As I said, I’m not entirely sure how I’m going to feel physically after surgery due to still partly having the disease and the fact my body has been being severely attacked for almost 2 years. My guess is it’s going to take quite a long time to build my immunity and energy back up but I really hope the fatigue I experience is at least slightly relieved as it’s debilitating.
Despite not knowing how I’ll feel energy-wise, I WILL NOT MISS HAVING AN INFLAMED BOWEL. I will not miss the daily extreme burning and cramping pains. I will not miss waking up at all hours of the night and sprinting to the toilet. I will not miss waking up at all hours of the night and rolling around in pain. I will not miss the anxiety that not being near a toilet causes me. I will not miss being high as a kite or feeling extremely nauseous from painkillers. I will not miss being afraid to leave the house. I will not miss not being able to plan things because I never know how I’m going to feel. I will not miss the dread I feel when I eat. I feel like I could go on forever but these are the main things I will not miss.
If I was a sensible human being, I’d give myself a huge, well deserved break from it. I work so hard on this damn thing, day in day out. However, I have quite a lot of work lined up with brands currently and it’s what I absolutely love to do. On my schedule, I’ve given myself 10 days off. However, depending on how the operation goes and if there’s any complications, it’s possible (but unlikely) I’ll be in hospital for that long. So to be honest with you all, I’m not totally sure when I’ll be back posting again but I do hope it’s soon! Bearing in mind I’m going to be in a lot of pain and on a lot of pain relief so I can’t really tell whether I’m even going to be in the right state of mind or well enough to create content.
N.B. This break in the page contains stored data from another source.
PR #1598, opened 2019-10-17
changed the version number and link for most updated version of Pytho…

lwyso:
…n for macOS

Changes in this pull request:

-
-
-

### DIFF
--- a/en/python_installation/instructions.md
+++ b/en/python_installation/instructions.md
@@ -36,10 +36,10 @@ data-collapse=true ces-->
 
 > **Note** Before you install Python on OS X, you should ensure your Mac settings allow installing packages that aren't from the App Store. Go to System Preferences (it's in the Applications folder), click "Security & Privacy," and then the "General" tab. If your "Allow apps downloaded from:" is set to "Mac App Store," change it to "Mac App Store and identified developers."
 
-You need to go to the website https://www.python.org/downloads/release/python-361/ and download the Python installer:
+You need to go to the website https://www.python.org/downloads/release/python-374 and download the Python installer:
 
-* Download the *Mac OS X 64-bit/32-bit installer* file,
-* Double click *python-3.6.1-macosx10.6.pkg* to run the installer.
+* Download the *macOS 64-bit/32-bit installer* file,
+* Double click *python-3.7.4-macosx10.6* to run the installer.
 
 <!--endsec-->
 


das-g:
As long as the code doesn't use features from the newer Python versions, it should be compatible to older ones. So using Python 3.7 or 3.8 locally on macOS while still using Python 3.6 on PythonAnywhere should work fine, as long as we only use Python 3.6-compatible source code, which we have to anyway, as long as participants on some other operating systems will use Python 3.6 locally for the tutorial.

thibaudcolas:
@das-g I think that’s true in theory but it might be confusing to participants that they are using different versions in different places, and it doesn’t seem that far-fetched to me that the tutorial might be updated to use newer Python features without realising that PythonAnywhere is still on 3.6.

It probably doesn’t matter much but it’s not like Python 3.6 is going away anytime soon so it also doesn’t hurt to stay on it until the whole tutorial can be switched over to a newer version.

thibaudcolas:
For reference here is the Python 3.5 to 3.6 PR: #1086.

das-g:
> @das-g I think it will be confusing to participants that they are using different versions in different places,

That might indeed be an issue. Note though, that the Windows instructions already tell the participants to install the latest stable version of Python, without referring to a specific version number, while the Linux instructions tell you that Python 3.6 or any version above will be fine (which should in fact be the case).

> and it doesn’t seem that far-fetched to me that the tutorial might be updated to use newer Python features without realising that PythonAnywhere is still on 3.6.

I don't think there's much danger of that happening, as those making those changes would hopefully also test them on PythonAnywhere and as those reviewing them would hopefully test them on other Python versions. What _could_ happen is that when trying some stuff for themselves during or after the tutorial, participants might start to use features that work on their local python version but not on the one on Python anywhere. But that too seems unlikely to happen to total novices who wouldn't be able to understand that situation and for more advanced learners it can be a valuable learning experience of its own.

das-g:
> It probably doesn’t matter much but it’s not like Python 3.6 is going away anytime soon so it also doesn’t hurt to stay on it until the whole tutorial can be switched over to a newer version.

Agreed.

@lwyso Are you OK if we close this pull request without merging it for now? There's probably not much value in keeping it open until PythonAnywhere supports a newer Python version.

Or do we want to make the macOS instructions similar to the Windows and Linux ones, telling that 3.6 _and above_ can be used and for installation just tell them to install the latest stable without referring to a specific version number?

fltfx:
closing due to no action

PR #1603, opened 2019-10-21
German translation improvements from Crowdin made by:

magul:
* Raphael Das Gupta (https://crowdin.com/profile/das-g)


de/django_installation/instructions.md
```diff
@@ -120,7 +120,7 @@ Starte deine virtuelle Umgebung, indem du Folgendes eingibst:
 >         Execution Policy Change
 >         The execution policy helps protect you from scripts that you do not trust. Changing the execution policy might expose you to the security risks described in the about_Execution_Policies help topic at http://go.microsoft.com/fwlink/?LinkID=135170. Do you want to change the execution policy? [Y] Yes  [A] Yes to All  [N] No  [L] No to All  [S] Suspend  [?] Help (default is "N"): A
 >     
-
+>
```
das-g: These should remain two separate blockquote blocks (one per note), as in the English version. (I'm unsure whether GitBooks markdown dialect supports that by just having an empty line between the blocks. GitHub's MarkDown rendering respects the empty line as a blockquote block separator. If that isn't sufficient, we should probably add an HTML comment between them (also in the English original).)

```suggestion
<!-- (This comment separates the two blockquote blocks, so MarkDown doesn't merge them into a single one.) -->
```

magul: Few issues here:
 * This paragraph was introduced originally in #1315 in a different place. It was moved here in this particular spot in #1593.
 * After #1593 these two paragraphs were merged into one blockquote in English version (see:
Screenshot from 2019-10-23 18-42-35
)
* Don't really know why French translation from Crowdin render there
```
>

>
```
and German one insists on putting there
```
>
>
>
```
That looks like 
* Unfortunately you cannot see the problem on https://tutorial.djangogirls.org because the newest build on GitBook is date September 24th and all further webhooks from GitHub end with Service Timeout error.  Maybe we should start working on moving away from GitBook Legacy (as it's legacy) ASAP?

That's not a solution for problem pointed here, but probably we should address at least first bullet point here before merging that translation?

das-g: While it won't fix the underlying problem, I think an HTML comment between the blockquote blocks should suffice to keep them interpreted as separate subsequent blocks in most MarkDown dialects / for most MarkDown parsers, most probably including those of GitBook legacy and Crowdin (whichever version). So for now, let's do that as a workaround: #1610

magul: I've just refreshed it, so, please, do another review round.

PR #1624, opened 2019-12-08
Portuguese error and note

Sphinxs:


magul:
Hi @Sphinxs , first thing - thanks for your contribution here!

We also want ask you to apply your improvements in our Crowdin project, as we tend to maintain our translations there. Portuguese translation is available  here: https://crowdin.com/project/django-girls-tutorial/pt-BR#.

Thanks in advance!

PR #1628, opened 2020-01-12
[Spanish] [CSS] Fix selector of headings when changing font family

Sumolari:
With previous snippet the result did not match the screenshot.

I’ve got a few posts that are almost finished, a few that are half finished and some plans for some post-surgery ones on how everything went. “My IBD Story” posts are going to be turning into “The Stoma Series”. Even though my IBD story is not yet coming to an end, I’m not sure how much I will be writing about it anymore due to the fact my stoma will probably be the more interesting and prevalent thing that I would like to spread awareness and educate people on. Who knows though, I may backtrack on my disease and still write bits about it!
There are quite a lot of things I wanted to put in this post but now I’m writing it, it doesn’t feel right to say a lot of it before the surgery. Things such as my worries and fears for the future aswell as my goals and things I am excited to be able to do again. Not to sound morbid but I want to know that the surgery has been successful before sharing these things with the world. Thank you to anyone and everyone who has read, shared, asked about or supported anything to do with me and my illness over this time. Although it’s such a huge part of my life and now I’m making a decision I’ll never be able to turn back from, I’m determined to not let it define me. Let’s hope I’ll be able to go back to leading an almost normal life!
Goodbye and good riddance to my large bowel and wish me luck!